In a large bowl, combine the flour, salt, sugar, and dry yeast. Add the lukewarm water and olive oil, then knead until you have a soft, pliable dough. If the dough is too sticky, add a little flour; if it's too dry, add a little water.
Cover the dough and let it rise in a warm place for about 1 hour, or until doubled in size.
Meanwhile, cook the green peas in lightly salted water for about 5 minutes, then drain and purée with an immersion blender or a fork. Add minced garlic and oregano, then mix well.
Grate the mozzarella cheese and prepare the filling.
Turn the risen dough out onto a floured surface, then divide it into four equal portions. Roll each portion into a circle about 3 mm thick.
On one half of each circle, spread the pea purée and sprinkle with the grated mozzarella. Be sure to leave about 1 cm of space around the edges for folding.
Fold the dough in half to create a half-moon-shaped calzone.
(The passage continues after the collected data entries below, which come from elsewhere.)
PR #3678, opened 2022-08-05
Fix 'const' qualifier on bool& has no effect

falbrechtskirchinger:
Disable the `to_json` overload for `std::vector<bool>::reference` when `std::vector<bool>::reference` is the same as `basic_json::boolean_t&`.

Thanks, @georgthegreat, for pointing out this issue.

Closes #3677.

### DIFF
--- a/include/nlohmann/detail/conversions/to_json.hpp
+++ b/include/nlohmann/detail/conversions/to_json.hpp
@@ -267,9 +267,15 @@ inline void to_json(BasicJsonType& j, T b) noexcept
     external_constructor<value_t::boolean>::construct(j, b);
 }
 
-template<typename BasicJsonType,
-         enable_if_t<std::is_convertible<const std::vector<bool>::reference&, typename BasicJsonType::boolean_t>::value, int> = 0>
-inline void to_json(BasicJsonType& j, const std::vector<bool>::reference& b) noexcept
+template < typename BasicJsonType, typename BoolRef,
+           enable_if_t <
+               ((std::is_same<std::vector<bool>::reference, BoolRef>::value
+                 && !std::is_same <std::vector<bool>::reference, typename BasicJsonType::boolean_t&>::value)
+                || (std::is_same<std::vector<bool>::const_reference, BoolRef>::value
+                    && !std::is_same <detail::uncvref_t<std::vector<bool>::const_reference>,
+                                      typename BasicJsonType::boolean_t >::value))
+               && std::is_convertible<const BoolRef&, typename BasicJsonType::boolean_t>::value, int > = 0 >
+inline void to_json(BasicJsonType& j, const BoolRef& b) noexcept
 {
     external_constructor<value_t::boolean>::construct(j, static_cast<typename BasicJsonType::boolean_t>(b));
 }
--- a/single_include/nlohmann/json.hpp
+++ b/single_include/nlohmann/json.hpp
@@ -5500,9 +5500,15 @@ inline void to_json(BasicJsonType& j, T b) noexcept
     external_constructor<value_t::boolean>::construct(j, b);
 }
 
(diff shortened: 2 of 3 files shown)


nlohmann:
Do we have a chance to add a regression test?

falbrechtskirchinger:
Not without external dependencies. And the warning flag seems to be new.

georgthegreat:
This does not work, unfortunately.
clang12 still issues a warning when he sees `const bool&`:

```
include/nlohmann/detail/conversions/to_json.hpp:274:39: error: 'const' qualifier on reference type 'std::vector<bool>::reference' (aka 'bool &') has no effect [-Werror,-Wignored-qualifiers]
inline void to_json(BasicJsonType& j, const std::vector<bool>::reference& b) noexcept
```

falbrechtskirchinger:
Oh, that's because I made at least one mistake.

georgthegreat:
Still no

```
include/nlohmann/detail/conversions/to_json.hpp:272:36: error: 'const' qualifier on reference type 'std::vector<bool>::reference' (aka 'bool &') has no effect [-Werror,-Wignored-qualifiers]
               std::is_convertible<const std::vector<bool>::reference&, typename BasicJsonType::boolean_t>::value
                                   ^~~~~~
include/nlohmann/detail/conversions/to_json.hpp:274:39: error: 'const' qualifier on reference type 'std::vector<bool>::reference' (aka 'bool &') has no effect [-Werror,-Wignored-qualifiers]
inline void to_json(BasicJsonType& j, const std::vector<bool>::reference& b) noexcept
```

falbrechtskirchinger:
I could try flipping those checks, hoping the compiler short-circuits and doesn't get to the `is_convertible` check which seems to trigger the earning.

georgthegreat:
And why const_reference fix proposed #3677 would not work?

falbrechtskirchinger:
In the end, it would still conflict with the existing overload.

falbrechtskirchinger:
One more try. I'm grasping at straws with this one. If it doesn't work, we may just have to suppress the warning for that function.

georgthegreat:
It looks like the latter version will work for us.

Thanks, @falbrechtskirchinger!

gregmarr:
Probably not a bad idea to also do the change from 3677 and use `const_reference`.

falbrechtskirchinger:
No, that doesn't work. `::reference` and `::const_reference` are different types. In fact, `::const_reference` is `bool` in stdlibc++.

Assuming my last fix attempt works, I was going to give `::const_reference` the same treatment.

falbrechtskirchinger:
I decided against dealing with `std::vector<bool>::const_reference` for now. Chances are, I'd make matters worse for everyone instead of fixing things for some hypothetical STL.

shaischaudhry (approved):

falbrechtskirchinger:
And it turns out, that libc++ does use a different type for `const_reference`:
```
no known conversion from 'std::__1::vector<bool, std::__1::allocator<bool> >::const_reference' (aka '__bit_const_reference<std::__1::vector<bool, std::__1::allocator<bool> > >')
```
Guess I'll have to add it after all.

falbrechtskirchinger:
Let me walk you through the `enable_if` constraint:
Since we already have a `to_json` function for `BasicJsonType::boolean_t`, we need to disable the `vector<bool>::reference`/`vector<bool>::const_reference` overload, if:
* `vector<bool>::reference` is the same as `BasicJsonType::boolean_t &`, or
* `vector<bool>::const_reference`, stripped of cvref qualifiers, is the same as `BasicJsonType::boolean_t`.

This covers all tested and reported STLs.

falbrechtskirchinger (commented):
Looks good to me.

nlohmann (approved):
Looks good to me.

Press the edges firmly to seal, then use a fork to crimp the edges to prevent them from opening during baking.
Brush the top of each calzone with beaten egg to give it a golden-brown color after baking.
Bake in a preheated oven at 400°F (200°C) for about 20 minutes, or until the calzones are golden brown.
Let cool slightly, then serve fresh, optionally with extra garlic dipping sauce.